EXERCISE DIRECTIONS:
In the entries below, find each line with the string "handled" and copy it.

(DATASET RECORDS Opens)

PR #1935, opened 2022-10-29
refactor arrow function scope logic to make it consistent with anonym…

rajyan:
…ous functions

Refactor anonymous function scope to use invalidate logic of assignVariable instead of the duplication.
This makes the logic consistent with
https://github.com/phpstan/phpstan-src/pull/1934

### DIFF
--- a/src/Analyser/MutatingScope.php
+++ b/src/Analyser/MutatingScope.php
@@ -2983,13 +2983,10 @@ class MutatingScope implements Scope
 	 */
 	private function enterArrowFunctionWithoutReflection(Expr\ArrowFunction $arrowFunction, ?array $callableParameters): self
 	{
-		$expressionTypes = $this->expressionTypes;
-		$mixed = new MixedType();
-		$parameterExprStrings = [];
-		$parameterVariableExpressions = [];
+		$arrowFunctionScope = $this;
 		foreach ($arrowFunction->params as $i => $parameter) {
 			if ($parameter->type === null) {
-				$parameterType = $mixed;
+				$parameterType = new MixedType();
 			} else {
 				$isNullable = $this->isParameterValueNullable($parameter);
 				$parameterType = $this->getFunctionType($parameter->type, $isNullable, $parameter->variadic);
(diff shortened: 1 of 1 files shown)


rajyan:
My thinking is that, `conditionalExpressionTypes` should be only handled in two places.
Specified in `specifyExpressionType` and invalidated in `assignVariable`.
This can make the merge of `conditionalExpressionTypes` and `ExpressionTypes` much easier.

ondrejmirtes:
Does this change anything in type inference? Should there be a test?

src/Analyser/MutatingScope.php
```diff
@@ -3013,93 +3010,31 @@ private function enterArrowFunctionWithoutReflection(Expr\ArrowFunction $arrowFu
...
-					}
-
-					$newHolders[] = $holder;
-				}
-
-				if (count($newHolders) === 0) {
-					continue;
-				}
-
-				$conditionalExpressions[$conditionalExprString] = $newHolders;
```
rajyan, line 3075: This line was never called because of  the above foreach in line 3028.

src/Analyser/MutatingScope.php
```diff
@@ -3013,93 +3010,31 @@ private function enterArrowFunctionWithoutReflection(Expr\ArrowFunction $arrowFu
...
-			foreach ($holders as $holder) {
-				foreach ($parameterExprStrings as $exprString) {
-					foreach (array_keys($holder->getConditionExpressionTypes()) as $conditionalExprString2) {
-						if ($exprString === $conditionalExprString2) {
-							continue 3;
-						}
-					}
-				}
-
-				$newHolders[] = $holder;
```
rajyan, line 3045: It is always newHolders === holders because of the continue 3

src/Analyser/MutatingScope.php
```diff
@@ -3013,93 +3010,31 @@ private function enterArrowFunctionWithoutReflection(Expr\ArrowFunction $arrowFu
...
-			[],
-			$this->afterExtractCall,
-			$this->parentScope,
+			$arrowFunctionScope->afterExtractCall,
+			$arrowFunctionScope->parentScope,
 		);
-
-		foreach ($parameterVariableExpressions as $expr) {
-			$scope = $scope->invalidateExpression($expr, true);
-		}
```
rajyan, line 3100: This line is handled in `assignVariable`'s `invalidateExpression`

rajyan:
@ondrejmirtes 

> Does this change anything in type inference? Should there be a test?

From the investigations above, I believe using `assignVarible` is equal to the code before.

ondrejmirtes:
Alright, great, thank you :)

(DATASET RECORDS Closes)

EXPECTED ANSWER:
My thinking is that, `conditionalExpressionTypes` should be only handled in two places.
rajyan, line 3100: This line is handled in `assignVariable`'s `invalidateExpression`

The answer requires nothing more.